To fight this situation, there is no right or wrong way, because it often stems from different factors and depends on the environment. But what helps is to start building a support system for the mid-tier. It may consist of follow-up sessions. These sessions help mid-managers share their struggles, exchange experiences in dealing with challenges and setbacks, and get adequate support from the visioners. Creating a safe-to-share environment is crucial. People must trust that saying something like “I don’t know it yet” won’t have negative consequences. The roots of dealing with this disruption lie in understanding all elements. Building a challenge-free, protected environment helps mid-tier people feel stability. It also offers support.

4. The classy disruptor – Technology Adoption

The Struggle: Everything new causes discomfort. There is no change in this vision about technology. Every new model includes new technology in its toolset. The visionaries of the project often believe that people will embrace the change. They also think that the latest technology will be universally adopted from the first touch. Unfortunately, it does not work that way. Organizations have two groups of employees. Some are tech-savvy and confident. Others fear new technology and fall behind. They do not understand that specifics at first create fractures in team cohesion.

What works here is: Abandoning. Yes, you read it right—the abandonment of the myth that one-size-fits-all. Differentiation and segmentation of training, communication, and even manuals are crucial. Identifying early adopters of the technology may be highly needed. You will need to invest time with these early adopters. Turn them into coaches, trainers, mentors, and supporters. They will help others stay in the loop on change as followers. The other crucial element here is to learn to measure the technology’s true adoption. This refers not to activities done, but to the level of real adoption from the team. The more critical these analyses are, the more successful the project is. And here is where many visionaries fail.

5. Hidden strikes against customer service

The pain: Internal disturbances are often not captured by official reporting tools. But they bleed continuously, and the wound becomes bigger day after day. Some people in the organization may recognize these pains.
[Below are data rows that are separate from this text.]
PR #1401, opened 2022-09-05
S/dev/xsecure assertions

silabs-krdosvik:
Xsecure assertion for the following features:
- minor alert (lfsr lockup and exception, but not nmi errors)
- data independent timing, 
- dummy instr
uctions, 
- reduction of profiling infrastructure

### DIFF
--- a/cv32e40s/tb/uvmt/uvmt_cv32e40s_tb_ifs.sv
+++ b/cv32e40s/tb/uvmt/uvmt_cv32e40s_tb_ifs.sv
@@ -107,38 +107,81 @@ endinterface : uvmt_cv32e40s_core_status_if
 
 
 // Interface to xsecure assertions and covergroups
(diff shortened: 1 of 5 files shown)


cv32e40s/tb/uvmt/uvmt_cv32e40s_tb_ifs.sv
```diff
@@ -104,6 +104,86 @@ interface uvmt_cv32e40s_core_status_if (
...
+    import cv32e40s_rvfi_pkg::*;
+    (
+    input logic  clk_i,
+    input logic  rst_ni,
+
+    // CORE:
+    input logic core_clk_gated,
+
+    // CSR
+    //input logic core_alert_major_o,
```
silabs-mateilga, line 121: Commented out code should not be PRed unless it is temporarily disabled, and preferably marked with a TODO for when it is to be commented back in.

Yet if the pain points are not seen by the right people, customer service erodes. Only those with the power and tools can solve them. Delayed processes in customer service are a reason. There is a lack of adequate solutions to different situations and customers’ needs. You name it. This often becomes obvious too late. A key customer expresses dissatisfaction and requests removal from the customer list.

The focus to solve this is to move through careful consideration of what is happening. The company should enlist the help of people who are not involved in the transformation. They should keep closer attention to what happens with the customers. Those dedicated to customer service representatives should be responsible only for protecting the client relationship. They must do what is necessary. Even if it means creating a path to resolve customer issues, they should work outside the traditional framework. The most potent element here should be building transparency with customers. It is crucial to provide enough information to help them understand what the company is doing. This will protect that relationship and deliver the best possible service.

Final Words

Energetic and rapid changes and transformations come and go. During these times, companies may face setbacks and challenges. But the main action agenda during such shouldn’t be avoidance, but conversion of what is a challenge now to an organizational capability for the future. Doing everything with the aim of repairing what is broken creates a different mindset. It also forms a new cultural framework across the organization. The less the organization panics and the more it focuses on transformation, the better and longer-lasting the outcome becomes.